I’ve been eating normal portions and pretty much the same foods as before with a few new items here and there, just not being as meticulous with tracking. That being said. I mentioned recently that maintaining a healthy amount of fiber throughout the week has been a little difficult since I’m not tracking specific number. So, yes, while I eat a lot of fruits and vegetables and typically a grain a day, it can still be hard to consume a healthy amount of fiber (~14g per 1000 calories consumed).
A few weeks ago, I bought Barlean’s Fiber Blend in vanilla. I’ve added psyllium seed husk to my oats before when I needed a bit more fiber in my day, but one thing I don’t always enjoy about psyllium is how thick and gelatinous it can make partial liquids.
Digestively, psyllium can be hard on the GI tract because of how it helps with regulation. Psyllium expands in water and while it’s helpful for many, this expansion can lead to bloating, cramps, constipation. So if you have digestive conditions, psyllium may not be a good option for you, but talk to your doctor.
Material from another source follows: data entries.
PR #5299, opened 2025-03-04
cmake: use imported PostgreSQL target

nilason:
Use imported PostgreSQL target.
This too would benefit from #5269, but in the meantime I added FindPostgreSQL from CMake 3.22.


wenzeslaus (approved):
Adding PostgreSQL, great.

Unrelated to this PR, but do you want to create a min and max configurations? (We sort of started that for Autotools.)

nilason:
> Adding PostgreSQL, great.
> 
> Unrelated to this PR, but do you want to create a min and max configurations? (We sort of started that for Autotools.)

At some point absolutely, now I think we’re good.

PR #5310, opened 2025-03-05
docs: Build Markdown addon index using core index tooling

wenzeslaus:
This builds addon index (for `addons` subdirectory) in CI using the tooling from core, specifically the script to build full tool index. The intro text is different for addons and for the core. The addons version is derived from the current addon index page.


wenzeslaus:
This the [index page for addons](https://grass.osgeo.org/grass-stable/manuals/addons/) now generated in the same way as the [full index page](https://grass.osgeo.org/grass-stable/manuals/full_index.html) for core tool. Result:

image

Available in the mkdocs-site asset of the Documentation workflow.

petrasovaa (approved):
There is old link to trac, but I assume this is the TODO mentioned in there.

PR #5311, opened 2025-03-06
cmake: use of imported SQLite target, drop custom FindSQLite

nilason:
Use imported SQLite target, drop custom FindSQLite.


echoix (approved):
Thanks very much! This I know worked on windows with the OSGeo4W dependencies

PR #5324, opened 2025-03-06
CI: Fetch all Git history for building docs

wenzeslaus:
Get all the history when cloning Git repos to have all commits when asking about the lastest change for the Source code section in the doc.

See #5323


echoix (approved):
I don't know if something better exists in some weird options to have enough info available to get the date for every file, but what is certain is that with a fetch-depth of 0, done here, will get all the commits and will work.

PR #5346, opened 2025-03-09
docs: fix typos

luzpaz:
Found via codespell

### DIFF
--- a/doc/examples/python/m.distance.py
+++ b/doc/examples/python/m.distance.py
@@ -68,7 +68,7 @@ def main():
     # calc distance
 
     proj_type = G_begin_distance_calculations()
-    # returns 0 if projection has no metrix (ie. imagery)
+    # returns 0 if projection is not metric (ie. imagery)
     # returns 1 if projection is planimetric
     # returns 2 if projection is latitude-longitude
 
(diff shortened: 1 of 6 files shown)


doc/examples/python/m.distance.py
```diff
@@ -68,7 +68,7 @@ def main():
     # calc distance
 
     proj_type = G_begin_distance_calculations()
-    # returns 0 if projection has no metrix (ie. imagery)
+    # returns 0 if projection has no metrics (ie. imagery)
```
echoix, line 71: I have a question here. Is it "doesn't have metrics", or "is not metric".
The source of [G_begin_distance_calculations](https://grass.osgeo.org/programming8/gis_2distance_8c.html#a988f3691493c06d4c7410d564c78c840)(void) writes the same:
image
But the 0 case would be returned by [G_database_units_to_meters_factor](https://grass.osgeo.org/programming8/defs_2gis_8h.html#a385919f1c6753d3274e44deae2f18f21)();
image

There, the documentation header is clearer. But maybe one or both of them could be wrong

echoix, line 71:
```suggestion
    # returns 0 if projection is not metric (ie. imagery)
```

echoix (commented):
Probably to apply to other cases too like #5363 lib/gis/distance.c

luzpaz:
squashed and rebased

echoix (approved):

PR #5681, opened 2025-05-19
Python: PyGRASS Module description property not defined always

landam:
The PyGRASS `Module` class sets properties dynamically from parsed XML description. In result the API is not really predictable:

```py
from grass.pygrass.modules import Module

for cmd in ['r.import', 'r.relief']:
    m = Module(cmd, run_=False)
    print(m.name, m.description)
```

Fails on `r.relief` which has only label defined (https://github.com/OSGeo/grass/blob/main/raster/r.relief/main.c#L109).
 
```
r.import Imports raster data into a GRASS raster map using GDAL library and reprojects on the fly.
  File "/home/martin/Downloads/test_module.py", line 5, in <module>
    print(m.name, m.description)
                  ^^^^^^^^^^^^^
AttributeError: 'Module' object has no attribute 'description'
```

This PR overcomes this issue by defining `Module` class `description` property if doesn't exists.


python/grass/pygrass/modules/interface/module.py
```diff
@@ -566,6 +566,16 @@ def __init__(self, cmd, *args, **kargs):
             if e.tag not in {"parameter", "flag"}:
                 self.__setattr__(e.tag, GETFROMTAG[e.tag](e))
 
+        # some modules may have a label defined: in this case stay
+        # consistent with other modules -> define 'description'
+        # property instead
+        if hasattr(self, "description") is False:
+            if hasattr(self, "label") is True:
```
wenzeslaus, line 573: Isn't `if hasattr(...)` and `if not hasattr(...)` more readable here than `if hasattr(...) is True/False`?

wenzeslaus (changes requested):
This is hiding the actual metadata of the underlying module. Why would you want to hide it here? If you consider Module as a simpler interface to the full underlying Module, than that's okay. If it is meant to simple present the module, it is little questionable. I don't have a strong opinion either way.

landam:
> This is hiding the actual metadata of the underlying module. Why would you want to hide it here? If you consider Module as a simpler interface to the full underlying Module, than that's okay. If it is meant to simple present the module, it is little questionable. I don't have a strong opinion either way.

@wenzeslaus Right, hiding `label` property is not correct. These properties are set dynamically from XML UI description. In the case of modules, the most of them have `description` defined, only few a `label` defined (eg. `r.relief`). Some of them probably both. By 00ce31ed70:

- `label` property only exists when defined by UI (no change)
- `description` property returns description if defined otherwise `label` (so the property is always available - new behaviour)

Note: 08799546a6 in the case that none of `description` and `label` are not defined `"?"` is returned

PR #5682, opened 2025-05-19
CQ: gui_core.forms: avoid code duplicity of GrassGUIApp(task).MainLoop()

pesekon2:
The same was done at the end of both `if-else` condition branches. Running it just once reduces the places where we need to fix it if something goes wrong.


echoix (approved):
I fully agree, but I expect static analysis/type checkers to have difficulty proving that task is defined when used. But, we see that the variable is assigned in each of condition's branches. So it should be totally fine. (Mypy won't like it for sure, pyright might be able, pyre or pyrefly I have no clue. I didn't start trying astral's ty yet).

PR #5700, opened 2025-05-20
wxGUI: avoid creating nested list of errors (Graphical modeler)

landam:
This PR fixes regression caused by 3f98304d0d7bbc71727d07f3530370bcd7cdbbde:

Steps to reproduce:

1. create model with parameterized option (see attached [model.zip](https://github.com/user-attachments/files/20354205/model.zip))

2. run model

It fails with:

```py
  File "/home/martin/src/grass/dist.x86_64-pc-linux-gnu/gui/wxpython/gmodeler/panels.py", line 966, in OnRunModel
    self.model.Run(self._gconsole, self.OnModelDone, parent=self)
    ~~~~~~~~~~~~~~^^^^^^^^^^^^^^^^^^^^^^^^^^^^^^^^^^^^^^^^^^^^^^^
  File "/home/martin/src/grass/dist.x86_64-pc-linux-gnu/gui/wxpython/gmodeler/model.py", line 668, in Run
    GError(parent=parent, message="\n".join(err))
                                  ~~~~~~~~~^^^^^
TypeError: sequence item 0: expected str instance, list found
```

### DIFF
--- a/gui/wxpython/gmodeler/model.py
+++ b/gui/wxpython/gmodeler/model.py
@@ -2673,7 +2673,7 @@ class ModelParamDialog(wx.Dialog):
 
     def GetErrors(self):
         """Check for errors, get list of messages"""
-        return [task.get_cmd_error() for task in self.tasks]
+        return [err for task in self.tasks for err in task.get_cmd_error()]
 
     def DeleteIntermediateData(self) -> bool:
         """Check if to delete intermediate data"""
--- a/python/grass/script/task.py
+++ b/python/grass/script/task.py
@@ -159,7 +159,7 @@ class grassTask:
                 return f
         raise ValueError(_("Flag not found: %s") % aFlag)
 
-    def get_cmd_error(self):
+    def get_cmd_error(self) -> list[str]:
         """Get error string produced by get_cmd(ignoreErrors = False)
 
         :return: list of errors


echoix (commented):
I would even add a type annotation for the return of the get_cmd_error() to make it clear:
https://github.com/OSGeo/grass/blob/7e5bcd6cb710d720635ef19df6cf35f632159f4c/python/grass/script/task.py#L162-L184

Like:
```python
    def get_cmd_error(self): -> list[str]
        """Get error string produced by get_cmd(ignoreErrors = False)

        :return: list of errors
        """
        errorList = []
        # determine if suppress_required flag is given
        for f in self.flags:
            if f["value"] and f["suppress_required"]:
                return errorList

        for p in self.params:
            if not p.get("value", "") and p.get("required", False):
                if not p.get("default", ""):
                    desc = p.get("label", "")
                    if not desc:
                        desc = p["description"]
                    errorList.append(
                        _("Parameter '%(name)s' (%(desc)s) is missing.")
                        % {"name": p["name"], "desc": desc}
                    )

        return errorList
```

landam:
> type annotation for the return of the get_cmd_error()

@echoix Done in c9a90b0dee

echoix (approved):
Looks fine, and the order of the two "for" in the comprehension looks correct (its supposed to be in the same order as when we write nested loops normally)

pesekon2 (approved):

PR #5706, opened 2025-05-20
lib/gpde: fix typos

luzpaz:
Found via codespell


echoix (approved):
Thanks for your great work! This week we are in a sprint with many many of the contributors all together, so your contributions are very welcome at this time!

PR #5710, opened 2025-05-21
db.connect: create function substitute_variable() to reduce code duplicity

pesekon2:
making a function for the repeated code reduces the places where we need to fix it if something goes wrong


pesekon2:
A discussion with C experts resulted in "not accepting" the PR. The function call would apparently give a superslight overhead to the module.

PR #5733, opened 2025-05-21
GUI: make Python editor dockable

landam:
Currently Python simple editor is not dockable:

image

This PR makes the editor dockable in the similar way as eg. Graphical Modeler:

image


landam:
@pesekon2 

https://github.com/user-attachments/assets/bfac103f-39a0-4650-ad85-1449edaba61f

PR #5737, opened 2025-05-22
wxGUI/gmodeler: change syntax of variables (%variable -> %{variable})

### LINKED ISSUE #3870: [Bug] g.gui.gmodeler: having `%` in module's arguments makes the model invalid
## Describe the bug

If `%` is included in any of the model's modules' parameters, the validator complains that the model is invalid. This is caused by the fact that it thinks that it is a variable that is undefined. The model can run but this message is annoying (and wrong).

## To reproduce

Try to put `%` into some parameter. The good option where this can happen often is `v.db.select`/`v.extract` with the `where` option (`col1 LIKE 'A%'`).

## Idea for solution

Change the syntax for variables in the modeler. The pure `%` prefix is bad because it can fail in case of variables like `%d` and `%donkey` (one of them is pseudorandomly chosen; if it chooses `d` over `donkey`, it thinks that `onkey` is a string following the variable).

## System description
- Operating System: Linux (Ubuntu)
- GRASS GIS version: `main` as of 60f67276fbee985042f9fc571f824bb2c863ffbe

pesekon2:
fix #3870

BEWARE: it breaks older models that used the previous syntax - but as that syntax was buggy, the back-support is not the right way, see #3870


landam:
@pesekon2 The screetshot (g_gui_gmodeler_variables_raster.png) needs to be updated:

image

landam (approved):
Works as expected. 

BTW, I took to compress modified image (see https://github.com/OSGeo/grass/blob/main/doc/development/style_guide.md#images)

PR #5742, opened 2025-05-22
r.mapcalc: Support parallel computing by OpenMP

cyliang368:
This PR parallelizes a part of the r.mapcalc module using OpenMP. Note that raster3d is still not parallelized yet.

- [x] add note and benchmark to documentation
- [x] add openmp to CMakeLists.txt


petrasovaa:
*NOTE: this is not valid benchmark beyond 4 cores, see the one below*

I ran a benchmark on my desktop and it looks very good! I compared different data size and complexity of expression:
r_mapcalc_time
r_mapcalc_speedup
r_mapcalc_efficiency

My machine info:
```text
Architecture:             x86_64
  CPU op-mode(s):         32-bit, 64-bit
  Address sizes:          46 bits physical, 48 bits virtual
  Byte Order:             Little Endian
CPU(s):                   28
  On-line CPU(s) list:    0-27
Vendor ID:                GenuineIntel
  Model name:             Intel(R) Core(TM) i9-10940X CPU @ 3.30GHz
    CPU family:           6
    Model:                85
    Thread(s) per core:   2
    Core(s) per socket:   14
    Socket(s):            1
    Stepping:             7
    CPU(s) scaling MHz:   33%
    CPU max MHz:          4800.0000
    CPU min MHz:          1200.0000
```

Overall I don't see any slow down with more cores as @cyliang368 showed me before, so it may behave differently on different machines. I will do more testing but this looks very promising!

To clarify the plots, 'simple' means A+B, complex is `(A + B - 2 * B + A * B - A / B) / 2` and neighbors is `if ((A[5, 5] + B[-5, -5]) > 0, 1.6, 0.1)`. So the complexity of the expression makes a big difference and given there are often even larger expressions, this has potential to be even more useful.

echoix:
So, in the tests you ran, there's not much benefit after 4 cores. Does it apply to everything, or just the expressions tested?

petrasovaa:
> So, in the tests you ran, there's not much benefit after 4 cores. Does it apply to everything, or just the expressions tested?

I suspect much larger data and more complex expression (like with eval function), we would see benefit with couple more cores. But most parallel tools in GRASS in my experience behave like that.

cyliang368:
This reminds me of a similar behavior I observed while running benchmarks for `v.surf.rst` and `r.texture` on my laptop last year. I believe my laptop is not powerful enough, so more overheads occur when more cores are used. 

Overall, I think the benchmarks from @petrasovaa 's machine look good. I will add notes and these benchmarks to the document when I have time.

petrasovaa:
So I needed to run new benchmarks because I missed the fact that the code was already constrained to 4 cores max... So I removed locally the restriction and luckily the new results are not that much different:

r_mapcalc_time
r_mapcalc_speedup
r_mapcalc_efficiency

Based on this I would suggest to not constrain it, there may be some slow down for simple expressions, but it doesn't look that significant. Also, the more complex expression was able to take advantage of more than 4 cores.

petrasovaa:
Hm, I meant to test it on my fork, but apparently pushed it here...

petrasovaa:
It looks like `test_nmedian_bug_3296.py` is failing on windows. One test is crashing and other give incorrect results.

raster/r.mapcalc/map.c
```diff
@@ -532,26 +534,6 @@ int open_map(const char *name, int mod, int row, int col)
...
-
-        if (use_cats && !m->have_cats)
-            init_cats(m);
-
-        if (use_colors && !m->have_colors)
-            init_colors(m);
-
-        return i;
-    }
-
```
petrasovaa, line 554: @cyliang368 why has this part been completely removed?

cyliang368: I will get back to you tonight.

petrasovaa:
> It looks like `test_nmedian_bug_3296.py` is failing on windows. One test is crashing and other give incorrect results.

My guess is, it is connected to using static variables:
https://github.com/OSGeo/grass/blob/main/lib/calc/xnmedian.c#L47

On my fork I removed the reallocation so it allocates every time and the tests are running now. If that's indeed the cause the question is how to deal with that, @HuidaeCho, @cyliang368 any idea? I assume the constant allocation would slow it down. Maybe there could be a smarter way to allocate it.

raster/r.mapcalc/map.c
cyliang368: This part is removed because it causes read conflicts when multithreads are used.

Originally, this part is used to read stored and initialized maps when the same maps are shown multiple times in an expression (e.g. `b = a + a`). However, an issue arises when threads attempt to access the same map. This part redirects threads to read the same `fd` (specified L576) from the same `map` struct. However, threads can have different progress, so conflicts arise over the location of the file pointer (`fd`), and the reading order becomes messed up.

Removing this part allows every thread to create its own `map` structs, which are stored in `maps`. Every`map` struct is guaranteed to have a different `fd` because `fd` is initialized every time, even if the same map is used in other threads and expressions. This way can avoid the read conflict mentioned above.

Since a `map` struct only contains pointers and some metadata instead of arrays, this implementation consumes just a small amount of additional memory.

cyliang368:
> > It looks like `test_nmedian_bug_3296.py` is failing on windows. One test is crashing and other give incorrect results.
> 
> My guess is, it is connected to using static variables: https://github.com/OSGeo/grass/blob/main/lib/calc/xnmedian.c#L47
> 
> On my fork I removed the reallocation so it allocates every time and the tests are running now. If that's indeed the cause the question is how to deal with that, @HuidaeCho, @cyliang368 any idea? I assume the constant allocation would slow it down. Maybe there could be a smarter way to allocate it.

I haven't had a good idea about this error, which only occurs on Windows, now. 😢

raster/r.mapcalc/map.c
petrasovaa: Thanks for the explanation, so it is basically some kind of optimization that's not necessarily needed.

cyliang368:
> > It looks like `test_nmedian_bug_3296.py` is failing on windows. One test is crashing and other give incorrect results.
> 
> My guess is, it is connected to using static variables: https://github.com/OSGeo/grass/blob/main/lib/calc/xnmedian.c#L47
> 
> On my fork I removed the reallocation so it allocates every time and the tests are running now. If that's indeed the cause the question is how to deal with that, @HuidaeCho, @cyliang368 any idea? I assume the constant allocation would slow it down. Maybe there could be a smarter way to allocate it.

@petrasovaa To my knowledge, these static variables are shared within this function and are not thread-safe, which causes problems in multithreading. The implementation on your fork will need to allocate an array whenever this function is called. I don't have a good way to solve this disadvantage, and it could be a hard limitation of parallelization.

I am not familiar with this function, but I think it is seldom used, especially compared to `r.mapcalc`. Since the tests are all passed on your fork, and this PR can bring speedup to `r.mapcalc`, removing the static variable and merging this PR may be a good choice.

petrasovaa:
> @petrasovaa To my knowledge, these static variables are shared within this function and are not thread-safe, which causes problems in multithreading. The implementation on your fork will need to allocate an array whenever this function is called. I don't have a good way to solve this disadvantage, and it could be a hard limitation of parallelization.
> 
> I am not familiar with this function, but I think it is seldom used, especially compared to `r.mapcalc`. Since the tests are all passed on your fork, and this PR can bring speedup to `r.mapcalc`, removing the static variable and merging this PR may be a good choice.

In #6087 the static variables were removed so I believe this is good to go.

raster/r.mapcalc/evaluate.c
```diff
@@ -358,29 +440,50 @@ void execute(expr_list *ee)
 
     setup_maps();
 
+#if defined(_OPENMP)
+    threads = omp_get_max_threads();
```
nilason, line 444: Just taking a quick look at this, isn't number of threads set in main.c?

cyliang368: Yes, the number of threads basically is set in `main.c`. The way I parallelized `r.mapcalc` is to let each thread process a row. If the number of threads exceeds the number of rows in the rasters,  it's meaningless and causes an error. To avoid that, the number of threads must be adjusted after the program can access the number of rows. Therefore, this adjustment is written here instead of `main.c`.

nilason: Thanks!
(Now I checked what omp_get_max_threads actually does — all clear).

petrasovaa:
I'll merge this couple days unless somebody else wants to review it and needs more time.

nilason (approved):
Great job, thanks!

echoix:
If this could be merged before tomorrow 11:32 EDT (15:32 UTC) (in 14 hours), the new strings would be included in this week's translation update, otherwise it'll be next week.

petrasovaa:
@cyliang368 could you please provide a commit message that would explain the parallelization? Thanks!

cyliang368:
> @cyliang368 could you please provide a commit message that would explain the parallelization? Thanks!

parallelize r.mapcalc (2D) using OpenMP by making every thread calculate a corresponding row across rasters

raster/r.mapcalc/map.c
wenzeslaus: Can you look at the follow up in #6241, @cyliang368?

cyliang368:
I haven't had time recently. I will take a look when I have time.

wenzeslaus:
I'm getting a segfault and errors from Valgrind (Helgrind) when using the _rand_ function without `-s` with higher numbers of threads set with nprocs (>=4 or 3, but not 2).

```python
# Take your pick for the Valgrind command
grass --tmp-mapset ~/grassdata/nc_spm_08_grass7/ --exec valgrind r.mapcalc --o expr="test_elev_double_1 = double(rand(-15.0, 5.0))" nprocs=3
valgrind --tool=helgrind --trace-children=yes grass run --project ~/grassdata/nc_spm_08_grass7/user1/ r.mapcalc --o expr="test_elev_double_1 = double(rand(-15.0, 5.0))" nprocs=3
```

Other expressions give Valgrind at least some  errors, too, although not all of them fail with segfault.

marisn:
> I'm getting a segfault and errors from Valgrind (Helgrind) when using the _rand_ function without `-s` with higher numbers of threads set with nprocs (>=4 or 3, but not 2).

That is because r.mapcalc uses random number generator from lib/gis that is not thread safe and should not be called from multiple threads as it keeps internal state in static variables (see lib/gis/lrand48.c) that get updated by G__next() call leading to a race condition. Any of parallel modules directly or indirectly(!) calling any of random number generator functions have the same problem.

When parallelism is implemented in any of modules, underlying library calls must be evaluated to determine their thread safety. I'd vote that a comment should be added to each library function if it is safe or not safe to be called from multiple threads. As it is a huge task, it can be done step-by-step. E.g. all functions in lrand48.c can be marked as single thread only. Next topic, of course, is multiprocess safety – this applies to file reading/writing functions that are not designed to lock resources etc. GRASS is designed as a single process, single thread software and it shows.

Issue #5759, opened 2025-05-23
[Bug] GUI: where option is removed in Graphical modeler when properties dialog is re-open


landam:
## Describe the bug

When re-opening a tool dialog in Graphical modeler which contains `where` option a parameter value is not set correctly.

## To reproduce

1. Open graphical modeler
2. Add a tool with `where` option (eg. `v.db.select`)
3. Set tool parameters
4. Close dialog
5. Re-open dialog

The `where` option is not set. See the dialog statusbar in attached screeshots.

## Expected behavior

The `where` option contains previously set value. 

## Screenshots

When the tool is added to the model and parameters defined:

![Image](https://github.com/user-attachments/assets/5c68bf87-9eba-4727-88b9-bc0c779836e7)

When the dialog is re-open (no option changed):

![Image](https://github.com/user-attachments/assets/232e3128-d229-492d-9473-f9742f5060c8)

## System description

- Operating System: Linux
- GRASS GIS version: 8.4

PR #5760, opened 2025-05-23
GUI: do not remove parameter value on dialog update event

landam:
Currently when `map/input` option is changed than also all depending widgets (`layer`, `columns`, `where`) are updated. It includes also setting value to an empty string.

## Steps to reproduce

1. Launch ` v.db.select map=schools where="TAG = '001'" --ui`
2. Change `map` option

-> `where` option is removed

https://github.com/user-attachments/assets/456adaab-ebb1-4277-97dc-da9b2322b021

This PR changes current behaviour 

-> `where` option is kept

https://github.com/user-attachments/assets/dd5795b1-c990-45a0-bff1-ca508a91fe44

## Backround reasons

- keep decision to remove or update eg. `where` option on the user
- user may have multiple maps with the same column. When switching between maps, a `where` statement must be set again from the scratch (which is not desired in this case)
- solves #5759

### DIFF
--- a/gui/wxpython/gui_core/forms.py
+++ b/gui/wxpython/gui_core/forms.py
@@ -208,10 +208,6 @@ class UpdateThread(Thread):
 
             # @todo: replace name by isinstance() and signals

Anyway. the Barlean’s Fiber Blend is a combination of acacia, coconut and flax. I picked this over other fiber products because it has no added sugar so the carbohydrates are strictly fiber. I tried it on it’s own with almond milk as well as in a protein shake – it’s not bad, also not necessarily something I enjoyed drinking. My favorite way to add it to my routine has been adding it to Kodiak mix with different ratios for pancakes and waffles and I’m working on a completely from scratch recipe too! Lately, as a post-workout meal I’ve been making protein oats and adding it there too.
What You’ll Need
- 1/2 cup of rolled oats (quick or minute)
- 2/3 cup of almond milk (or other milk product)
- 14g (1/2 scoop) protein powder
- 10g (a serving) of Barlean’s Fiber Blend in vanilla
1. In a cereal or salad bowl, mix oats, protein and Fiber Blend.
You can use any protein. I typically use PE Science for my protein oats, but have been using MAN Sports lately. Both are whey casein blends, which may be a little thicker than just a whey isolate. Mixing these together before adding milk is important so that you don’t have pockets of powder and everything is as distributed as possible.
2. Add 2/3 cup of milk to the dry mix. DON’T MIX.
3. Microwave for about a minute and a half, then stir.
4. Top with nut butter or fruit or both. I typically top mine with peanut butter or almond butter.